THE New Year issue of the International Brigade Memorial Trust's (IBMT) Newsletter reports on last year's Blue Plaque unveiling for Ashton-under-Lyne's Spanish Civil War volunteer, James Keogh. It says that James Keogh's sister 'Joyce Harrison unveiled a plaque to her brother, James Keogh at Tameside Central Library, Ashton-under-Lyne on 25 November 2011.' The author of the IBMT Newsletter piece then writes: 'Keogh, who died in Spain at the age of 22, was the eldest of 11 children and as a self-taught socialist spent many hours in the library before giving up his tailoring apprenticeship and heading for Spain in May 1937.'
Tameside TUC researched James Keogh's life and involvement in the Spanish Civil War over a number of years, and could find no evidence that he was affiliated to any party or trade union and this was confirmed by the family. There was certainly nothing in his letters to suggest that he was a 'socialist' or an 'anarchist' or anything else. There is much more evidence to show what he was not politically rather than what he was: despite being dismissed as a 'commie' on one right-wing web site up North there is a strong support that James was not held in great esteem by the Communist Party during the Spanish conflict. The booklet produced by Tameside TUC in memory of James Keogh states that 'James Keogh like the nurse Lillian Urmston from Stalybridge were both flattered by being mentioned in dispatches in the Russian Archives in Moscow: Lillian was in these secret files to be denounced for being "too friendly with the Spaniards" and James was accused of going "absent without leave".' These files were compiled by the trusted Communist Party officials like the middle-class woman, Winifred Bates, sympathetic to Russia and sent to Spain to spy on the volunteers.
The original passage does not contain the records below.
PR #246, opened 2023-10-04
CI: add CI button

dsweber2:
Not sure why adding a commit on #243 didn't trigger the action; this is adding a button to do it manually when you want


dshemetov (approved):

dsweber2:
This is not a bad idea, but it isn't necessary to fix the problem we were having

PR #257, opened 2023-10-25
Update _pkgdown.yml

rachlobay:
To include add_model, adjust_epi_recipe, tidy.frosting (else fail pkgdown check).


dajmcdon:
See #258

PR #271, opened 2023-11-29
simplify grab_residuals

### LINKED ISSUE #270: Checking whether grab_residuals method exists eating up unreasonable amounts of time
@dajmcdon as requested. Raised in relation to discussing https://github.com/cmu-delphi/exploration-tooling/issues/60. It appears that the `utils::methods` function [here](https://github.com/cmu-delphi/epipredict/blob/378577a213aa59043dea73e8fdea725432f32f16/R/layer_residual_quantiles.R#L138) is taking 9s out of 90s for running epipredict inside `epix_slide`, which was surprisingly long.

dajmcdon:
closes #270 .

### DIFF
--- a/DESCRIPTION
+++ b/DESCRIPTION
@@ -1,6 +1,6 @@
 Package: epipredict
 Title: Basic epidemiology forecasting methods
-Version: 0.0.6
+Version: 0.0.7
 Authors@R: c(
     person("Daniel", "McDonald", , "daniel@stat.ubc.ca", role = c("aut", "cre")),
     person("Ryan", "Tibshirani", , "ryantibs@cmu.edu", role = "aut"),
--- a/NEWS.md
+++ b/NEWS.md
@@ -1,5 +1,9 @@
 # epipredict (development)
 
+# epipredict 0.0.7
+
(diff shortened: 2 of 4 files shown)


dsweber2 (approved):
oh, it returns `NULL` if there aren't residuals? that does make this way easier. I'm assuming there's at least one non-regression model calling grab_residuals somewhere in the tests?

dajmcdon:
I kind of doubt that there is a test where a classifier calls this function. Are you thinking that there needs to be?

dshemetov:
Can we bump minor/patch version and add a note to CHANGELOG?

dajmcdon:
@dshemetov Sure, though I'm unfamiliar. What would you like to bump to? 0.0.7 or 0.0.6001? Something else?

dshemetov:
0.0.7 sounds good to me.

dshemetov:
[This](https://usethis.r-lib.org/reference/use_version.html) might do it for you (haven't tried).

dajmcdon:
residuals are just the difference between the training response and the point prediction (at least the kind we're using here), so would be mathematically defined for any regression engine (including quantile regression). This should fail if the engine is a classifier though.

PR #273, opened 2023-11-29
Add documentation for `arx_forecaster` and `sliding`

XuedaShen:
Added `arx_forecaster` only produces predictions for the largest time_value + ahead; and trains one model over all geo_value.

Specified how `before` and `n_traning`
controls number of training samples in `sliding`

### DIFF
--- a/R/arx_forecaster.R
+++ b/R/arx_forecaster.R
@@ -2,7 +2,10 @@
 #'
 #' This is an autoregressive forecasting model for
 #' [epiprocess::epi_df] data. It does "direct" forecasting, meaning
-#' that it estimates a model for a particular target horizon.
+#' that it estimates a model for a particular target horizon. The
+#' forecaster trains one model using data over all available
+#' geo_value, and produces forecasts for `target_date = max(epi_df$time_value)
+#' + arx_arg_list()$ahead`.  
 #'
 #'
 #' @param epi_data An `epi_df` object
--- a/vignettes/articles/sliding.Rmd
+++ b/vignettes/articles/sliding.Rmd
@@ -309,6 +309,11 @@ k_week_version_aware <- function(ahead = 7, version_aware = TRUE) {
         args_list = arx_args_list(ahead = ahead)
       ) %>%
         extract2("predictions"),
+      # Both `before` in `epi_slide` and `n_training` in `arx_forecaster()`
+      # Controls number of traning samples forecaster can see
+      # `before` first controls the number of samples at a particular step 
+      # of `epi_slide`, then `n_training` further restricts max training sample
+      # in that partiuclar step `arx_forecaster()` could use.
       before = 120 - 1,
       ref_time_values = fc_time_values,
       new_col_name = "fc"


R/arx_forecaster.R
```diff
@@ -2,7 +2,10 @@
 #'
 #' This is an autoregressive forecasting model for
 #' [epiprocess::epi_df] data. It does "direct" forecasting, meaning
-#' that it estimates a model for a particular target horizon.
+#' that it estimates a model for a particular target horizon. The
+#' forecaster trains one model using data over all available
+#' geo_value, and produces forecasts for `target_date = max(epi_df$time_value)
```
dajmcdon, line 7: keys (the `geo_value` and any additional)

R/arx_forecaster.R
```diff
@@ -2,7 +2,10 @@
...
+#' + arx_arg_list()$ahead`.
```
dajmcdon, line 8: This is almost the default, but not the only option. See [here](https://github.com/XuedaShen/epipredict/blob/26afaf58d7be5a29a55cdac0f080e39aa9347802/R/arx_forecaster.R#L134). And `ahead` is an argument that can be set inside `arx_arg_list()` as is `forecast_date` or `target_date`. Maybe better to point to that documentation, or an example?

vignettes/articles/sliding.Rmd
```diff
@@ -309,6 +309,11 @@ k_week_version_aware <- function(ahead = 7, version_aware = TRUE) {
         args_list = arx_args_list(ahead = ahead)
       ) %>%
         extract2("predictions"),
+      # Both `before` in `epi_slide` and `n_training` in `arx_forecaster()`
+      # Controls number of traning samples forecaster can see
+      # `before` first controls the number of samples at a particular step
```
dajmcdon, line 314: `n_training` isn't an argument to `arx_forecaster()` but to `arx_args_list()`. 

I think it's OK to document `before` here like `# controls how many days in the `epi_df` are used (see ...)`.

But the rest is really details that should go in the text of the Vignette with additional details.

dajmcdon (changes requested):

vignettes/articles/sliding.Rmd
XuedaShen: Yes, thanks for pointing out `n_training`, I wasn't most precise there. 

Let's drop the additional text on `before` and `n_training` to maybe an example with more details.

XuedaShen: I am actually not too sure about the 

> n_training
> Integer. An upper limit for the number of rows per key that are used for training (in the time unit of the epi_df).

What is the key referring to here? Is it the key in `quantile_by_key`?

R/arx_forecaster.R
XuedaShen: I see. Maybe we can something like by default predicts for `target_date = max(epi_df$time_value) + arx_arg_list()$ahead`.
And add an example that changes the `target_date`?

vignettes/articles/sliding.Rmd
dajmcdon: `epi_df`'s can contain `additional_keys` besides just `geo_value` (say age bins).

The Tameside TUC booklet reports: 'Some of the utterances in the files of the spies who reported back to Moscow suggest a particularly spiteful frame of mind of the kind we might attributed to the classroom creep: the reference to Lillian Urmstone being "too friendly" or the false claim of James having a "criminal conviction" seem to be typical of this.' As the author of the booklet remarks: 'People who write this kind of thing don't, unlike James, end up in an unmarked grave.'
Furthermore it is noted in the Tameside booklet that 'The fact that James Keogh was not a member of the Communist Party or indeed any other party or trade union, would mark him down as "politically unreliable" in the eyes of the Communist Party.' Those people on certain right-wing websites who dismiss James Keogh as a 'dupe of the Reds' would do well to remember this spirit of independence about James as would those on the left who are keen to categorise James as 'a self-taught socialist'. The fact is, as Orwell perceived, few people in England grasped the nature of the conflict in the Spanish Civil War where as Gerald Brenan said 'words of which most of history is made - feudalism, autocracy, liberalism, Church, Army, Parliament, trade union and so forth - have quite other meanings there to what they have in France or England.' James Keogh may not have fully understood that even when he died, but nor do many of those of the British Left and the Right who write today. Listening to Professor Paul Preston yesterday on Andrew Marr's Radio 4 program 'Start the Week', going on about the Civil War and crudely dismissing George Orwell's ethnography 'Homage to Catalonia', as someone who worked, lived and even had a son born in Spain, I sometimes wonder how much Professor Preston has really grasped about the culture and nature of the Spanish people, despite his proud boast last month at the People's History Museum that he has studied Spain for some 40 years.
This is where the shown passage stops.